(RECORDS SHOWN Opens)
PR #54240, opened 2026-08-24
fix(sfpu): atan2(inf, 0) returns 0/pi instead of pi/2 (IEEE 754 special case)

zestoles:
﻿## Problem

`ttnn.atan2(±inf, ±0)` returned `±0` or `±π` instead of the IEEE 754-mandated `±π/2` (torch.atan2 reference behavior):

| call | expected (IEEE / torch) | main returned |
| --- | --- | --- |
| `atan2(+inf, +0)` | `+π/2` | `+0` |
| `atan2(-inf, +0)` | `-π/2` | `-0` |
| `atan2(+inf, -0)` | `+π/2` | `+π` |
| `atan2(-inf, -0)` | `-π/2` | `-π` |

## Root cause

In `_sfpu_atan2_`, the both-zero rescue that sets `r = 0` was guarded by `min == 0`:

```cpp
v_if(min == 0.0f) {
    // if both zero, then r = ±0
    r = 0.0f;
}
```

When `|y| = inf` and `|x| = 0`, `min = 0` but `max = inf`. The π/2 branch had
already computed the correct result, but the rescue fired anyway and
overwrote it. The rescue is meant for the case where *both* operands are
zero — and since `min <= max` with both non-negative, `max == 0` is the
correct both-zero condition (it also implies `min == 0`).

## Fix

Change the guard to `max == 0.0f` in all three architecture copies
(wormhole_b0, blackhole, quasar). For the genuine both-zero cases the
behavior is unchanged; for `|y| = inf, |x| = 0` the previously computed
`π/2` result is now preserved (and the sign correction for `x = -0` then
yields `±π/2` as required).

## Testing

Added `test_binary_atan2_special_values` (fp32): covers
`atan2(±inf, ±0)`, `atan2(±inf, ±inf)`, `atan2(finite, ±0)`,
`atan2(±0, finite)` against the torch golden with exact equality
(`torch.testing.assert_close`). The existing random-range test never
generates inf/zero pairs, which is why this divergence went unnoticed.

Fails on current main for the four `inf/zero` cells; passes with this change.

### DIFF
--- a/tests/ttnn/unit_tests/operations/eltwise/test_binary_composite.py
+++ b/tests/ttnn/unit_tests/operations/eltwise/test_binary_composite.py
@@ -99,6 +99,34 @@ def test_binary_atan2_ttnn(input_shapes, device):
 
 @pytest.mark.parametrize(
     "input_shapes",
+    ((torch.Size([1, 1, 32, 32])),),
+)
+def test_binary_atan2_special_values(input_shapes, device):
+    """Regression test: atan2(±inf, ±0) must return ±π/2 per IEEE 754.
+
+    The kernel's both-zero rescue checked `min == 0`, which also fired when
+    only |x| was zero and |y| was infinite, overwriting the correct π/2
+    result with 0 (or π when x was -0).
+    """
+    y_vals = [float("inf"), float("-inf"), 1.0, -1.0, 0.0, float("inf"), float("-inf"), 2.5]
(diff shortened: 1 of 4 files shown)


zestoles:
Fixes #54241

mateusznowakTT (approved):

fvranicTT (approved):

Aswinmcw (approved):

PR #54248, opened 2026-08-25
sweep_rank_binding_solutions: fix producer tcp-interface plumbing + NFS index race

Riddy21:
### Problem

Two multi-host reliability gaps in the sweep driver, both found while root-causing single-galaxy passthrough-ring hangs across four aisles:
(RECORDS SHOWN Closes)
• _WHAT YOU ARE ASKED TO DO_: Please reproduce each record precisely as written.

• _EXERCISE RESULT_:
PR #54240, opened 2026-08-24
fix(sfpu): atan2(inf, 0) returns 0/pi instead of pi/2 (IEEE 754 special case)

zestoles:
﻿## Problem

`ttnn.atan2(±inf, ±0)` returned `±0` or `±π` instead of the IEEE 754-mandated `±π/2` (torch.atan2 reference behavior):

| call | expected (IEEE / torch) | main returned |
| --- | --- | --- |
| `atan2(+inf, +0)` | `+π/2` | `+0` |
| `atan2(-inf, +0)` | `-π/2` | `-0` |
| `atan2(+inf, -0)` | `+π/2` | `+π` |
| `atan2(-inf, -0)` | `-π/2` | `-π` |

## Root cause

In `_sfpu_atan2_`, the both-zero rescue that sets `r = 0` was guarded by `min == 0`:

```cpp
v_if(min == 0.0f) {
    // if both zero, then r = ±0
    r = 0.0f;
}
```

When `|y| = inf` and `|x| = 0`, `min = 0` but `max = inf`. The π/2 branch had
already computed the correct result, but the rescue fired anyway and
overwrote it. The rescue is meant for the case where *both* operands are
zero — and since `min <= max` with both non-negative, `max == 0` is the
correct both-zero condition (it also implies `min == 0`).

## Fix

Change the guard to `max == 0.0f` in all three architecture copies
(wormhole_b0, blackhole, quasar). For the genuine both-zero cases the
behavior is unchanged; for `|y| = inf, |x| = 0` the previously computed
`π/2` result is now preserved (and the sign correction for `x = -0` then
yields `±π/2` as required).

## Testing

Added `test_binary_atan2_special_values` (fp32): covers
`atan2(±inf, ±0)`, `atan2(±inf, ±inf)`, `atan2(finite, ±0)`,
`atan2(±0, finite)` against the torch golden with exact equality
(`torch.testing.assert_close`). The existing random-range test never
generates inf/zero pairs, which is why this divergence went unnoticed.

Fails on current main for the four `inf/zero` cells; passes with this change.

### DIFF
--- a/tests/ttnn/unit_tests/operations/eltwise/test_binary_composite.py
+++ b/tests/ttnn/unit_tests/operations/eltwise/test_binary_composite.py
@@ -99,6 +99,34 @@ def test_binary_atan2_ttnn(input_shapes, device):
 
 @pytest.mark.parametrize(
     "input_shapes",
+    ((torch.Size([1, 1, 32, 32])),),
+)
+def test_binary_atan2_special_values(input_shapes, device):
+    """Regression test: atan2(±inf, ±0) must return ±π/2 per IEEE 754.
+
+    The kernel's both-zero rescue checked `min == 0`, which also fired when
+    only |x| was zero and |y| was infinite, overwriting the correct π/2
+    result with 0 (or π when x was -0).
+    """
+    y_vals = [float("inf"), float("-inf"), 1.0, -1.0, 0.0, float("inf"), float("-inf"), 2.5]
(diff shortened: 1 of 4 files shown)


zestoles:
Fixes #54241

mateusznowakTT (approved):

fvranicTT (approved):

Aswinmcw (approved):

PR #54248, opened 2026-08-25
sweep_rank_binding_solutions: fix producer tcp-interface plumbing + NFS index race

Riddy21:
### Problem

Two multi-host reliability gaps in the sweep driver, both found while root-causing single-galaxy passthrough-ring hangs across four aisles:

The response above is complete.